Ronaldo Luis Nazário de Lima nació el 22 de septiembre de 1976 en Río de Janeiro, Brasil.
Tony era un crack. Todos queríamos jugar con él, tenerlo en nuestro equipo. Gordo parlanchín, trapisondero, vago, embaucador, radical, toquete y bocina, todo eso era Tony. Pero cómo jugaba a la pelota. Se paraba de nueve, de espaldas al arco, y en un instante ya había girado y dejaba de garpe a los zagueros, o definido directamente sin siquiera darse vuelta. Y no sabías, no te explicabas cómo. Porque Tony era gordo. Calzaba 120 kilos en un metro setenta y monedas. Pero ese físico de mil achuras –Tony capataceaba un frigorífico, casualmente—se volvía mágico cuando empezaba a girar la redonda por el verde césped y el mundo, a dividirse entre quienes son capaces de gambetear a la primera marca y los que no.
El dios de los cristianos que, como todo el mundo sabe, es caprichoso y discrecional, tiene una oficinita donde despacha dones para los gordos, en la que el de jugar bien al fútbol es –como en todos los repartos divinos de gracias— el más preciado. Una especie de visa waiver del sobrepeso. Van pasando los obesos y el barbudo decide, porque sí: “Vos no… vos no… vos, al seminario… vos, al show de Cormillot… vos, a estudiar cocina al IAG… vos, al arco…”. Hasta que de golpe: “A ver, vos, hacé jueguito… tres, cuatro, cinco… Levantala de bicicleta, a ver, pegale de rabona… Bien, bien… Andá, tomá la 9. A la cancha”. Ronaldo salió de la oficina de Dios con la de cuero bajo el brazo. No. Abajo del brazo no. La llevaba en el aire de zurda, diestra, zurda, diestra. Descalzo. De pibe, en Bento Ribeiro, no había plata para botines. Y cuando bajó a la tierra, a jugar primero en el Valqueire de Río de Janeiro, ¿se acuerdan de esa propaganda de Topper que Pascualito Rambert hacía un escombro tremendo porque le había metido un gol de penal --¡de penal!-- a Dios? Bueno, a esa altura Ronaldo ya les había embocado entre 100 y 200 –los evangelios difieren— al jefe y todo el santoral del almanaque.

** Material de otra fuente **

PR #2745, opened 2024-09-19
Update test scripts to match `MetaMask/core`

Mrtenz:
This updates the test scripts to match the scripts in `MetaMask/core`. Primarily, it introduces a couple new test scripts:

- `test`: Runs Jest with `jest-silent-reporter` to only show failed tests.
- `test:clean`: Clears the Jest cache before running tests.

Convirtió 15 goles en Mundiales –ganó dos—, más que cualquier otro jugador. Metió más de 400 en partidos oficiales, todos comprobados, no como los descabellados 1.000 de Pelé, que el único que se los cree es el propio Negro igual que Johnny Weissmuller se murió convencido de que era Tarzán. Hizo goles para el Barcelona y el Real Madrid en España, para el Inter y el Milan en Italia. Y, nunca mejor dicho, fue bueno mientras duró. Dios le dio piernas de crack pero busarda de obeso. Y las unas no se bastan para sostener a la otra, al menos no por mucho tiempo. A los 19 tuvo su primera lesión de rodilla, a los 23 la segunda, y la última a los 31. Cien kilos son demasiados para 1,83 metro de crack, y todavía más cuando son más de cien. A los 34 lloró, anunció “perdí contra mi cuerpo”, y no jugó más.
Al final no era visa waiver lo que daban en la oficinita sino visa de turista. “Volverás a ser sólo un gordo”, dijo el profeta. Ronaldo devolvió el don y la pelota, feligrés obediente. Se la sacó de encima para siempre. El Divino la vio caer como un puntito en su cielo. Le preguntó: “¿Por qué la tirás lejos?” “No, papi –le respondió Ronaldo, repentinamente aporteñado—, ahí la tenés de vuelta, al lado tuyo. Es que la dejé así de chiquitita”. Se sacó los botines. Se alejó en patas.
Publicado en el diario La Unión del 22 de septiembre de 2011.